Blots were quantified using the free software Fiji [62]. Statistical analyses for Western blots as well as fluorescence microscopy were performed using GraphPad Prism (GraphPad Software, USA). Graphs were plotted using the mean value together with the standard error of the mean (SEM). Statistical relevance was determined using the unpaired two-tailed t-test and is indicated in the graphs as follows: not significant (n.s. or no asterisk) for p > 0.05, * for p < 0.05, ** for p < 0.01, *** for p < 0.001 and **** for p < 0.0001.

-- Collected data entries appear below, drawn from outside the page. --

PR #95, opened 2019-05-16
utilities.inc: handle illicit KERNEL_DEVICETREE entries

jdallaglio:
In utilities.inc function make_dtb_boot_files now raises a warning and
removes the KERNEL_DEVICETREE entries if they don't have .dtb or .dtbo
extensions.


otavio:
This is the wrong approach and won't be accepted ... we cannot skip the files, we can raise and error.

jdallaglio:
Ok, I'll close this one and submit a corrected pull request. Thanks!

PR #101, opened 2019-05-20
linux-fslc-stable-4.19: initial add

schnitzeltony:
defconfigs were taken from

| commit 60df6bc2b69a7f405f4b14fee1d53e8b3b84c054
| Author: Otavio Salvador <otavio@ossystems.com.br>
| Date:   Thu Jan 31 10:24:42 2019 -0200
|
|     linux-fslc: Remove 4.9 leftover defconfig files
|
|    Signed-off-by: Otavio Salvador <otavio@ossystems.com.br>

With the next commit

| commit c41b6d8e6ec9e8394727ddd0e6f1a8a5591b5e58
| Author: Fabio Berton <fabio.berton@ossystems.com.br>
| Date:   Thu Feb 21 09:51:58 2019 -0300
|
|     linux-fslc: Upgrade to 4.20-based fork
|
|     This upgrades the kernel to the 4.20-based fork and sync defconfig
|     files with kernel source tree.
|
|    Signed-off-by: Fabio Berton <fabio.berton@ossystems.com.br>

linux-fslc moved to 4.20 and defconfigs were adjusted.

Signed-off-by: Andreas Müller <schnitzeltony@gmail.com>


otavio:
Any reason to keep 4.19? We could move to 5.1 no?

schnitzeltony:
I want a stable and upstream maintained kernel without surprises. Latest stable is 4.19. Cannot risk major version update for our products. Hence I suggest a new recipe. If somebody wants to upgrade linux-fslc that is a different story.
BTW: This is similar to what RPi foundation has done for many years and there kernel updates were almost boring - never had major issues (yeah there was some trouble recently - but now they are back to same model).

otavio:
@angolini @fbertux please let me know what you think about it.

@schnitzeltony if we intend to keep 4.19, I'd prefer we call the recipe `linux-fslc-lts` so we bump every new lts release.

schnitzeltony:
We can rename it to linux-fslc-lts - (need to adjust patches for -3rd party either then). Version number in name was intentional to have the chance of multiple stable/lts versions. E.g we could  continue 4.19 even when next stable/lts (5.?) is there.

otavio:
I don't intend to keep old versions for a long time; once a new lts is out we should start to push for migration as it avoids a lot of maintenance burden. We had, in the past, multiple versions and it ends is not maintained and often not buildable.

schnitzeltony:
It's a bit different here:

* It is not like all these vendor kernels (I consider them crap/maintenance burden and would love to see them go - but that is a different story). Linux-fslc is close to upstream - so maintenance is cheap (usually a simple merge) [1]  and for 4.19 I can take care.
* Even if we drop linux-fslc-lts-4.19 once next stable is out and replace it by linux-fslc-lts-5.x: we clearly state that this major version update and adjustments / issues are to expect.

[1] https://github.com/raspberrypi/linux/pull/2947#issuecomment-487566099

angolini:
Currently there are 5 LTS kernels. 2 of them EOL next year (2020). [link](https://www.kernel.org/category/releases.html)

I agree with having support for the LTS kernel in addition to the latest stable version (today, it would be 4.19 and 5.1).

My concern is regarding supporting the newer LTS or the longer supported LTS (does that make sense?) Today it would be choosing between 4.19 (2020) or 4.9 (2023).

And if we decide for the newer LTS, how long until we drop it support in favor of newer-newer LTS?

schnitzeltony:
* 5.1 LTS - did I miss something?
* 4.9: Would it work with recent mesa/etnaviv

For the record:
End of last year when rumors started that 4.19 will be LTS I sent some commits to linux-fsl, here and to 3rd-party to get 4.19 working fine with the intention to make it LTS.

OK - I have only VarSOM imx6 running with it - but on that I am REALLY happy - there are no issues biting me and graphic performance is pretty good with X11 AND wayland. This is a state I would like to preserve for as long as possible :)

otavio:
As I said, I am fine in getting this in ... in future, we will drop the 4.19 and move to next LTS.

It might be 5.1, 5.2 or next but eventually we should push for removing it. If you as maintainer wishes to keep it for the board, it is fine but it will be on the meta-freescale-3rdparty.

Hyperosmotic vacuole fragmentation and FM 4-64 staining

We followed the previously established protocol as detailed in [21]. FM^TM 4–64 was purchased from Invitrogen (T3166).

Acknowledgments

We are grateful to P. Schlotterhose for technical support.

Disclosure statement

No potential conflict of interest was reported by the authors.

Supplementary material

Supplemental data for this article can be accessed online at https://doi.org/10.1080/15548627.2022.2072656

Additional information

Funding

This work was supported by the “Deutsche Forschungsgemeinschaft (DFG) ” with the SFB860 project B4 to MT and project B6 to GHB; GHB was further supported by the DFG grant BR1502/18-1. OV was funded by the DFG grant VA 352/2-2 and the Q Exactive HF by INST 186/1230-1 FUGG (Stefanie Pöggeler).